Al mismo tiempo, una variedad de agentes emergentes se encuentra en distintas fases de investigación. En esta sección se revisan las principales farmacoterapias, distinguiendo entre tratamientos disponibles con evidencia actual y nuevas terapias en investigación respaldadas por ensayos clínicos recientes.

Tratamientos farmacológicos actuales recomendados

Pioglitazona (tiazolidinediona): la pioglitazona, un agonista del receptor activado por proliferador de peroxisomas gamma (PPAR-γ), mejora la sensibilidad a la insulina en tejidos periféricos y favorece la redistribución de lípidos desde órganos como el hígado hacia el tejido adiposo subcutáneo. Varios ensayos clínicos han evaluado su eficacia en la MASH.

En el estudio PIVENS (pioglitazona vs. vitamina E vs. placebo), un ensayo aleatorizado de 96 semanas en pacientes con MASH no diabéticos, la pioglitazona mejoró significativamente la esteatosis, la inflamación lobulillar y el grado de balonización hepatocelular, logrando la resolución de la MASH en un porcentaje mayor que el placebo (aunque no alcanzó significancia estadística para el objetivo primario definido como mejoría compuesta del MASH). En ese mismo estudio, la pioglitazona se asoció con una tendencia a reducir la fibrosis hepática, aunque la diferencia con placebo no fue estadísticamente significativa al término del ensayo (32).

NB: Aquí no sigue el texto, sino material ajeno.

PR #505, opened 2024-11-10
Add apply_ to dataclasses

fzimmermann89:
moved from #489 + additional test

### DIFF
--- a/src/mrpro/data/MoveDataMixin.py
+++ b/src/mrpro/data/MoveDataMixin.py
@@ -240,7 +240,11 @@ class MoveDataMixin:
         return new
 
     def apply_(
-        self: Self, function: Callable[[T], T] | None = None, memo: dict[int, Any] | None = None, recurse: bool = True
+        self: Self,
+        function: Callable[[Any], Any] | None = None,
+        *,
+        memo: dict[int, Any] | None = None,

Sin embargo, metaanálisis subsecuentes han confirmado que el uso de pioglitazona produce mejoría en la fibrosis en pacientes con MASH (33, 34). Por ejemplo, un metaanálisis de Musso et al. mostró que las tiazolidinedionas lograron mayor regresión de la fibrosis avanzada en MASH en comparación con placebo (33). En otro análisis combinado más reciente, la pioglitazona aumentó aproximadamente tres veces la probabilidad de resolución de NASH histológica frente a la ausencia de tratamiento, evidenciando además un efecto beneficioso en la fibrosis (34).

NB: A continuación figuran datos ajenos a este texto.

PR #506, opened 2024-11-11
Adapt KHeader parameters

fzimmermann89:
- Use orientation instead of directions.
- Remove n_coils
- Use apply_ of SpatialDimension


fzimmermann89:
needs #508

src/mrpro/data/_kdata/KData.py
```diff
@@ -200,10 +200,13 @@ def from_file(
...
         # Finally, reshape and sort the tensors in acqinfo and acqinfo.idx, and kdata.
-        def sort_and_reshape_tensor_fields(input_tensor: torch.Tensor):
-            return rearrange(input_tensor[sort_idx], '(other k2 k1) ... -> other k2 k1 ...', k1=n_k1, k2=n_k2)
-
-        kheader.acq_info = modify_acq_info(sort_and_reshape_tensor_fields, kheader.acq_info)
+        kheader.acq_info.apply_(
+            lambda field: rearrange_acq_info_fields(
+                field[sort_idx], '(other k2 k1) ... -> other k2 k1 ...', k1=n_k1, k2=n_k2
+            )
+            if isinstance(field, torch.Tensor | Rotation)
```
ckolbPTB, line 207: Why do we need `if isinstance` here? There is also the check in rearrange_acq_info_fields...

src/mrpro/data/AcqInfo.py
```diff
@@ -6,23 +6,24 @@
...
+from mrpro.data.Rotation import Rotation
 from mrpro.data.SpatialDimension import SpatialDimension
+from mrpro.utils.unit_conversion import mm_to_m
 
-# Conversion functions for units
-T = TypeVar('T', float, torch.Tensor)
 
+def rearrange_acq_info_fields(field: object, pattern: str, **axes_lengths: dict[str, int]) -> object:
+    """Change the shape of the fields in AcqInfo."""
+    if isinstance(field, Rotation):
```
ckolbPTB, line 20: why only Rotation and torch.Tensor? Will this also cover SpatialDimension and AcqIdx?

src/mrpro/data/_kdata/KData.py
ckolbPTB: Similar comment for the Mixins...

src/mrpro/data/AcqInfo.py
fzimmermann89: Both have a apply_ on its own and we will recurse into them. Only rotation and tensor are things we need to reshape.

src/mrpro/data/_kdata/KData.py
fzimmermann89: Indexing does not work on all fields of a dataclass, only on tensors and rotation

src/mrpro/data/AcqInfo.py
ckolbPTB: and once you recurse into them than the fields of SpatialDimension and AcqIdx will be torch.Tensors?

fzimmermann89: Yes

fzimmermann89: That seems to work 😜

src/mrpro/data/_kdata/KData.py
ckolbPTB: but if it is not a Tensor or a Rotation then rearrange_acq_info_fields simply does nothing, so why do we need to check beforehand too?

fzimmermann89: Because the indexing in the lambda happens first

fzimmermann89: Or we would have to move the indexing also into the rearrange_acq_info function

fzimmermann89: Curently, it is conceptually two chained operations: indexing and reaaranging. Both should pass everything that is neither rotation nor tensor unchanged

ckolbPTB: That makes sense, thanks. We could add SpatialDimension because it also support indexing similiar to the KDataSplitMixin? and then use something similar for KDataSelectMixin?

fzimmermann89: Once again, I think we don't need spatial dimension as we will always recurse into it and only have to deal with x y z if these are tensors.

This also avoids the issue of SpatialDimension [int]

fzimmermann89: I will take another look at these mixins, but won't spent to much time thinking about it as I plan to make them obsolute as soon as possible anyways.
Curently, they work.

ckolbPTB: Also more than happy to use the recurse-feature for SpatialDimension but currently it seems we are handling it differently in different Mixins. would be nice to unify it

ckolbPTB: in SplitMixin we allow Tensor, Rotation and SpatialDimension and in SelectMixin we only allow Tensor

fzimmermann89: Ah, got it. This should all be rotation or tensor

fzimmermann89:
I made the isinstance checks the same now.


There is a bit of an annoying issue with mypy and  typevars bound to unions,
https://github.com/python/mypy/issues/9424
https://github.com/python/mypy/issues/10817#issuecomment-879425161
etc

This makes a typevar  in KDataSplitMixin a bit difficult.
Overloads will not wok due to the different definitions in two code paths not being supported with overloads.

As I said, I don't want to spend to much time on this now, I think it looks ok now ?

ckolbPTB (approved):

Pese a estos beneficios, la pioglitazona no está exenta de efectos adversos. En los ensayos se ha observado que su uso conlleva una ganancia ponderal promedio de 2 a 5 kg, un aspecto indeseable en esta población de pacientes con sobrepeso u obesidad. Dicho aumento de peso parece relacionado con la expansión del tejido adiposo subcutáneo que induce el fármaco al mejorar la captación periférica de ácidos grasos (31). Otros eventos adversos asociados incluyen la retención de líquidos y el edema periférico, con potencial riesgo de empeoramiento de la insuficiencia cardiaca en pacientes predispuestos. También se ha descrito una reducción discreta de la densidad mineral ósea y mayor incidencia de fracturas óseas en mujeres posmenopáusicas tratadas prolongadamente con tiazolidinedionas (35).

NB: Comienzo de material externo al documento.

PR #521, opened 2024-11-13
Include .ipynb to sphinx-docs via myst-nb

lrlunin:
This pull request includes the previosly executed .ipynb notebooks to the docs via `myst_nb` instead of copying of .html files internals to the .rst file.


fzimmermann89:
can we, for now, just move this to the mrpro repo to have the doc action run once?
or do you think it is feasible to fix the actions to run also run safely for forks?

lrlunin:
> can we, for now, just move this to the mrpro repo to have the doc action run once? or do you think it is feasible to fix the actions to run also run safely for forks?

Yeah, sure. give me a minute.

PR #822, opened 2025-06-03
Switch to lipari colormap for T1 maps

### LINKED ISSUE #715: colormaps in qmri examples
Should we use lipari and navia colormaps for t1 and t2?
https://cig-utrecht.org/blog/2023/11/27/colormap-relaxometry.html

En cuanto a la preocupación por cáncer de vejiga, algunos estudios iniciales sugirieron un leve aumento del riesgo con pioglitazona; sin embargo, análisis más amplios no han confirmado una asociación estadísticamente significativa (31). En general, se considera que la pioglitazona tiene un perfil de seguridad aceptable en pacientes sin contraindicaciones (insuficiencia cardiaca clase III-IV, enfermedad hepática avanzada o antecedentes de cáncer vesical). Las guías de práctica clínica de la AASLD recomiendan valorar su uso en pacientes con MASH establecida, especialmente aquellos con diabetes tipo 2 o prediabetes, tras discutir los posibles efectos secundarios (31-32). Su dosis típica es 30-45 mg diarios, y suele requerir al menos 12 meses para evidenciar mejoras histológicas notables. En pacientes con NASH y diabetes concomitante, la pioglitazona puede cumplir un doble propósito al mejorar tanto el control glucémico como la enfermedad hepática (32).

Vitamina E (alfa-tocoferol): el razonamiento para usar vitamina E en la MASH deriva de su acción antioxidante, buscando mitigar el estrés oxidativo implicado en la patogénesis de la lesión hepatocelular. La evidencia más sólida proviene también del ensayo PIVENS, donde la vitamina E (800 UI/día) logró mejoras histológicas significativas en pacientes con MASH no diabéticos: aproximadamente el 43 % alcanzó la resolución de la MASH (definida por desaparición de la inflamación y balonización) comparado con 19 % en el grupo placebo. La vitamina E se asoció con reducciones en la esteatosis y la inflamación lobulillar, aunque no tuvo impacto claro en la fibrosis hepática en ese estudio (32). Un análisis combinado posterior (que agrupó los datos de PIVENS con los del ensayo FLINT de ácido obeticólico) corroboró que la vitamina E mejora la esteatosis y algunos indicadores de daño hepatocelular, pero no demostró efecto significativo sobre la fibrosis (34). Con base en estos resultados, la AASLD recomienda la vitamina E a dosis de 800 UI diarios como tratamiento de primera línea en pacientes adultos con MASH confirmada por biopsia que no tengan diabetes (31). En pacientes con diabetes tipo 2, la indicación es más controvertida; algunos estudios sugieren que podría ser también beneficiosa en diabéticos (con resultados histológicos positivos en subanálisis de ensayos) (36); sin embargo, persisten preocupaciones de seguridad a largo plazo.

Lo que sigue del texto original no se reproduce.